The EIR has three mandated obligations:
--To identify impacts of the project (here the project is various levels of job and population growth)
--To propose mitigation measures when significant impacts are possible
--To identify where significant and unavoidable impacts could remain after mitigation
The final EIR, while including information on all alternatives considered by the council, focused on the so called “preferred alternative” of between 8,435 to 10,455 additional residents, 9,850 to 11,500 additional jobs and 3,545 to 4,420 additional housing units. The job and population growth represent increases of 10-15%.
The Pluses in the Final EIR
The EIR faithfully completed their mandated tasks and should, therefore, be adopted so that the Comp Plan can be completed and we can move forward to implementing policies and mitigations.
The EIR found potentially significant and unavoidable impacts with respect to air quality and traffic/transportation but also no significant impacts with respect to land use, population and housing, water and school enrollment.
However, the mandate of the EIR process has a design flaw that affects how the results should be interpreted with respect to Comp Plan policies and impacts. The impacts that could be unavoidable when looking only at the growth impact could be offset by changes in the behavior of existing residents and workers/companies and the advance of technology and innovation.
The EIR Design Flaw
The EIR focuses on the impacts associated with various levels of future growth.
It is common sense that new jobs and population, by themselves, will add to water use, air pollution, GHG emissions, school enrollment and traffic.
But that is different than saying that in 2030 Palo Alto will have more water use, poorer air quality, more students in school and worse traffic.
The EIR analysis by design does not focus on what happens with the existing residents and jobs. It only focuses on the incremental growth.
Imagine an EIR done 20-40 years ago. Looking at incremental growth, it would have predicted worse air (air quality is much better), more water use (water use in Palo Alto is below previous levels), more kids in school (there are thousands fewer than at the peak enrollment when population was lower) and worse traffic (that assessment would have proven correct).
What happened?
With respect to water use, energy use, and pollution from cars, we have become much more efficient. We have installed low flush toilets, reduced flow showers, more water and energy efficient appliances, cars that get better mileage, commercial facilities that emit fewer emissions and voluntary conservation from an increasingly aware and caring public.

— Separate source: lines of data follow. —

PR #159, opened 2017-10-20
qubes/vm: Improve stopped event handling

HW42:
The previous version did not ensure that the stopped/shutdown event was
handled before a new VM start. This can easily lead to problems like in
QubesOS/qubes-issues#3164.

This improved version now ensures that the stopped/shutdown events are
handled before a new VM start.

Additionally this version should be more robust against unreliable
events from libvirt. It handles missing, duplicated and delayed stopped
events.

Instead of one 'domain-shutdown' event there are now 'domain-stopped'
and 'domain-shutdown'. The later is generated after the former. This way
it's easy to run code after the VM is shutdown including the stop of
it's storage.

### DIFF
--- a/qubes/vm/qubesvm.py
+++ b/qubes/vm/qubesvm.py
@@ -151,9 +151,33 @@ class QubesVM(qubes.vm.mix.net.NetVMMixin, qubes.vm.BaseVM):
 
             *other arguments are as in :py:meth:`start`*
 
+        .. event:: domain-stopped (subject, event)
+
+            Fired when domain has been stopped.
+
+            This event is emitted before ``'domain-shutdown'`` and will trigger
+            the cleanup in QubesVM. So if you require that the cleanup has
+            already run use ``'domain-shutdown'``.
+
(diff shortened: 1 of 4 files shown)


HW42:
Hmm, there were two pylint errors. The too long line is fixed now. What about "Attribute '\_domain\_stopped\_future' defined outside \_\_init\_\_". Should this warning be suppressed or should I initialize it in `__init__` (to `None`?)?

marmarek:
Better initialize in `__init__` (and use `is not None`, instead of `hasattr`).

qubes/vm/qubesvm.py
```diff
@@ -833,12 +897,16 @@ def start(self, start_guid=True, notify_function=None,
                 # let anyone receiving domain-pre-start know that startup failed
                 yield from self.fire_event_async('domain-start-failed',
                     reason=str(exc))
+                self.storage.stop()
```
marmarek: This is a coroutine. I'll fix this in separate commit after merging it.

In addition the City has a comprehensive Sustainability and Climate Change Action Plan to move forward with resource efficiency measures. And we are moving forward on various transportation management plans.
With respect to school enrollment birth rates have fallen from near 3 children per family to 2.3 and now fertility rates are near 1.7, below replacement levels. So as existing homes turned over, there were on average fewer children per home. So there were more people and homes but fewer school children.
This is likely to continue in the future. The county is projected to have 300,000 more residents in 2030 but fewer school age children. The current homes and recent projects filled with children from the 2.3 fertility cohort will be replaced on average by children from the 1.7 fertility cohorts.
Conclusion
So the EIR has done its mandated job and should be approved.
My thoughts as someone who came here in 1963 and benefited from the forward thinking of people like Ray Bachetti and Aggie Robinson is that It is time to move forward to adoption of the Comp Plan. Then we can use the information from the EIR along with our existing plans, ingenuity and can do welcoming spirit to leave a great city to future generations, one in which we find ways to make room for middle class folks like we were when we were young and address the challenges of living in the heart of Silicon Valley with a positive and realistic but not fearful attitude.